PR #1170, opened 2020-04-27
Start only negotiated senders

### LINKED ISSUE #1169: AddTrack/Add*Transceiver/RemoveTrack concurrency issues during negotiation.
### Your environment.
  - Version: master eab7996d848f2cc1f16c1ec9aad2eac3ef224f0f
  - Browser: Not related to a browser but reproducible with Chrome at probably any version (tested with 81/82/83/84)

### What did you do?

I noticed this while building an sfu and testing it with chrome (looks like firefox is less susceptible to such issues).

Basically, calling AddTrack/Add*Transceiver/RemoveTrack during a negotiation or, also if the negotiation is ended but the goroutine spawned by `StartTransports`/`StartRenegotiation` is yet running and calling `StartRTPSender`, will create different kind of issues. I'll report two of the possible cases a discovered in my tests:

1. If we're offering and then we call `AddTrack` before receiving an answer/calling `SetRemoteDescription(answer)` the `StartTransports`/`StartRenegotiation` method will start some transceivers not negotiated and so some rtpSenders not provided in the offered sdp. In chrome this will cause an obscure exception when calling `setRemoteDescription` :

```
"Failed to set local answer sdp: Failed to process the bundled m= section"
```

2. If we already offered, received the answered and called SetRemoteDescription(answer)` BUT the `StartTransports`/`StartRenegotiation` spawned goroutines are not finished and we call `AddTrack` that will add a Sender to an existing transport currently without a sender (implemented in bddbfa7e11efd0c0a134ecbd677377a7555c68b1).

Chrome will not report an exception but the stream won't start and in the log we'll find something like: 

```
[3043620:16:0424/144525.744681:ERROR:webrtc_video_engine.cc(3115)] Absent receive stream; ignoring clearing encoded frame sink for ssrc 0
[3043620:16:0424/144525.773075:ERROR:call.cc(1257)] receive_rtp_config_ lookup failed for ssrc 1491190739
[3043620:16:0424/144525.781252:ERROR:rtp_stream_receiver_controller.cc(26)] RtpStreamReceiverController::Receiver::Receiver: Sink could not be added for SSRC=1491190739.
```

Looks like starting a rtpsender before negotiating it is a known issue with chrome: https://bugs.chromium.org/p/webrtc/issues/detail?id=10139
basically starting a rtpsender providing a ssrc not available in the current local sdp will cause issue 1. Issue 2. is more subtle since we don't get any exception but the related track won't be added.

### Possible solution.

**TL;DR**

Only start sender if the both the transceiver and the sender were the one negotiated.

The above issues cannot be avoided with just a "clever" use of the pion/webrtc API by avoid calling AddTrack/Add*Transceiver/RemoveTrack between a negotiation because the `StartTransports`/`StartRenegotiation` goroutines will continue after `SetRemoteDescription` has returned.

sgotti:
#### Description

Only start senders that were negotiated.

Since `startTransports`/`startRenegotiation` start rtp senders in a goroutine,
an user could call AddTrack/Add*Transceiver/RemoveTrack causing a not negotiated
sender track ssrc to be started.

#### Reference issue
Fixes #1169

### DIFF
--- a/peerconnection_media_test.go
+++ b/peerconnection_media_test.go
@@ -1069,3 +1069,56 @@ func TestPlanBMultiTrack(t *testing.T) {
 	assert.NoError(t, pcOffer.Close())
 	assert.NoError(t, pcAnswer.Close())
 }
+
+// TestPeerConnection_Start_Only_Negotiated_Senders tests that only
+// the current negotiated transceivers senders provided in an
+// offer/answer are started
+func TestPeerConnection_Start_Only_Negotiated_Senders(t *testing.T) {
+	lim := test.TimeOut(time.Second * 30)
+	defer lim.Stop()
+
+	report := test.CheckRoutines(t)
+	defer report()
+
+	pcOffer, err := NewPeerConnection(Configuration{})
+	assert.NoError(t, err)
+	defer func() { assert.NoError(t, pcOffer.Close()) }()
+
+	pcAnswer, err := NewPeerConnection(Configuration{})
+	assert.NoError(t, err)
+	defer func() { assert.NoError(t, pcAnswer.Close()) }()
+
+	track1, err := pcOffer.NewTrack(DefaultPayloadTypeVP8, rand.Uint32(), "video", "pion1")
+	require.NoError(t, err)
+
+	sender1, err := pcOffer.AddTrack(track1)
+	require.NoError(t, err)
+
+	offer, err := pcOffer.CreateOffer(nil)
+	assert.NoError(t, err)
+
+	assert.NoError(t, pcOffer.SetLocalDescription(offer))
+	assert.NoError(t, pcAnswer.SetRemoteDescription(offer))
+	answer, err := pcAnswer.CreateAnswer(nil)
+	assert.NoError(t, err)
+	assert.NoError(t, pcAnswer.SetLocalDescription(answer))
+
+	// Add a new track between providing the offer and applying the answer
+
+	track2, err := pcOffer.NewTrack(DefaultPayloadTypeVP8, rand.Uint32(), "video", "pion2")
+	require.NoError(t, err)
+
+	sender2, err := pcOffer.AddTrack(track2)
+	require.NoError(t, err)
+
+	// apply answer so we'll test generateMatchedSDP
+	assert.NoError(t, pcOffer.SetRemoteDescription(answer))
+
+	// Wait for senders to be started by startTransports spawned goroutine
+	pcOffer.negotationLock.Lock()
+	defer pcOffer.negotationLock.Unlock()
+
+	// sender1 should be started but sender2 should not be started
+	assert.True(t, sender1.hasSent(), "sender1 is not started but should be started")
+	assert.False(t, sender2.hasSent(), "sender2 is started but should not be started")
+}
--- a/peerconnection.go
+++ b/peerconnection.go
@@ -966,7 +966,8 @@ func (pc *PeerConnection) startRTPReceivers(incomingTracks map[uint32]trackDetai
 // startRTPSenders starts all outbound RTP streams
 func (pc *PeerConnection) startRTPSenders(currentTransceivers []*RTPTransceiver) {
 	for _, transceiver := range currentTransceivers {
-		if transceiver.Sender() != nil && !transceiver.Sender().hasSent() {
+		// TODO(sgotti) when in future we'll avoid replacing a transceiver sender just check the transceiver negotiation status
+		if transceiver.Sender() != nil && transceiver.Sender().isNegotiated() && !transceiver.Sender().hasSent() {
 			err := transceiver.Sender().Send(RTPSendParameters{
 				Encodings: RTPEncodingParameters{
 					RTPCodingParameters{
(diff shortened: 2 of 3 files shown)


Sean-Der:
This is fantastic! Thank you for taking this on @sgotti

Sean-Der:
Do you think it would be possible to get a test for this? This seems like something that could easily be regressed if we aren't careful.

The other thing I am curious about is if this is something that is already represented in the W3C! I need to look a little bit, but it would be cool if we were just implementing more (and not adding another field) but not a huge deal.

sgotti:
@Sean-Der Yeah, I just opened the PR a Work in progress to just discuss the implementation idea. I'm working on adding some tests, protecting the `negotiated` field since now it could cause races etc...



> The other thing I am curious about is if this is something that is already represented in the W3C! I need to look a little bit, but it would be cool if we were just implementing more (and not adding another field) but not a huge deal.

IMHO the spec here https://www.w3.org/TR/webrtc looks like a mix of specification and implementation details (very tied to javascript) that make it quite difficult to follow. It doesn't explicitly talk about "starting" a sender but it could be deduced since the spec always talk about a series of steps that will be done in a single thread and "operations" that will be "enqued" in a chain if the peerconnection is not "settled": https://www.w3.org/TR/webrtc/#chain-an-asynchronous-operation

Since pion implementation is quite different in many details (also related to the fact it's written in go and uses go features) and there's no such kind of "operations" queue the current implementation just marks a sender as negotiated (as it could be replaced/removed in the same transceiver or a new transceiver+sender added while we're running startTransports). Another implemention should try to avoid using a goroutint in `startTransports`/`startNegotiation` and implement such kind of "operations" queue but will require a quite big rewrite.

Additionally this chromium issue comment https://bugs.chromium.org/p/webrtc/issues/detail?id=10139#c14 I posted in #1169 has some insights on why chrome behaves in this way and due to the fact that chrome<->firefox works I thinks firefox also starts only negotiated sender but is less sensitive than chrome.

jeremija:
@sgotti This is awesome! I'm finally able to connect four peer connections initiated in Chrome through my SFU without issues any in my app:

image

Previously, I'd get the `Failed to set local answer sdp: Failed to process the bundled m= section` error almost every time the 3rd peer was connected. 

I was secretly hoping this would resolve an issue I have with desktop sharing, but that's probably not related to this :)

jeremija:
@sgotti is right that the spec is very JavaScript-centric. Pion already differs from the spec for Unified plan since senders and receivers of a transceiver can be set to `nil` or reset, whereas the spec mandates [senders and receivers to always be the same](https://www.w3.org/TR/webrtc/#rtp-media-api) for a lifetime of a transceiver:

> An RTCPeerConnection object contains a set of RTCRtpTransceivers, representing the paired senders and receivers with some shared state. This set is initialized to the empty set when the RTCPeerConnection object is created. RTCRtpSenders and RTCRtpReceivers are always created at the same time as an RTCRtpTransceiver, which they will remain attached to for their lifetime.

Refactoring this could be a lot of work, although I agree that it would be nice to be fully spec compliant in the future.

@sgotti I sent you an invite to join the Pion org. Let me know if I can help with the tests for this PR. Also, I just merged PR #1156 so there are some conflicts - sorry!

sgotti:
@jeremija @Sean-Der Added a test and locking around reading/setting sender negotiation field. Unfortunately it increased the cyclomatic complexity of func `(*PeerConnection).generateMatchedSDP` (31 > 30). Do you have any suggestion (remove cyclo check, refactor etc...)?

> An RTCPeerConnection object contains a set of RTCRtpTransceivers, representing the paired senders and receivers with some shared state. This set is initialized to the empty set when the RTCPeerConnection object is created. RTCRtpSenders and RTCRtpReceivers are always created at the same time as an RTCRtpTransceiver, which they will remain attached to for their lifetime.

Also discussed about this offline with @jeremija (need to create a related issue). If in future we'll partially drop some changes to #1156 to no add a new sender to an existing transceiver, we could also drop the sender negotiation field added in this PR and just check that the transceiver has been negotiated.

peerconnection_media_test.go
```diff
@@ -1074,3 +1074,63 @@ func TestPlanBMultiTrack(t *testing.T) {
...
+	select {
+	case <-sender1.sendCalled:
+	default:
+		t.Fatal("sender1 is not started but should be started")
+	}
+	select {
+	case <-sender2.sendCalled:
+		t.Fatal("sender2 is started but should not be started")
+	default:
+	}
```
jeremija, line 1135: I think the end of this test can be simplified a little. Instead of `time.Sleep()` we could use:

```golang
	// apply answer so we'll test generateMatchedSDP
	assert.NoError(t, pcOffer.SetRemoteDescription(answer))

	// Wait for senders to be started by startTransports spawned goroutine
	pcOffer.negotationLock.Lock()
	defer pcOffer.negotationLock.Unlock()
```

Sleeps in test add up quickly and then the tests are slow to run. And instead of select/case we can use:

```
	assert.True(t, sender1.hasSent(), "sender1 is not started but should be started")
	assert.False(t, sender2.hasSent(), "sender2 is started but should not be started")
```

sgotti: @jeremija Definetly better. Updated.

jeremija:
Thanks for updating @sgotti! I see now that I put the `setNegotiated` calls in the wrong place!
◇ ◇ ◇ ◇ ◇
*Task objective*: Reproduce the listing above exactly, but only from its first line through the line holding "- Version: master"; both of those lines are included.

*Response to the exercise*:
PR #1170, opened 2020-04-27
Start only negotiated senders

### LINKED ISSUE #1169: AddTrack/Add*Transceiver/RemoveTrack concurrency issues during negotiation.
### Your environment.
  - Version: master eab7996d848f2cc1f16c1ec9aad2eac3ef224f0f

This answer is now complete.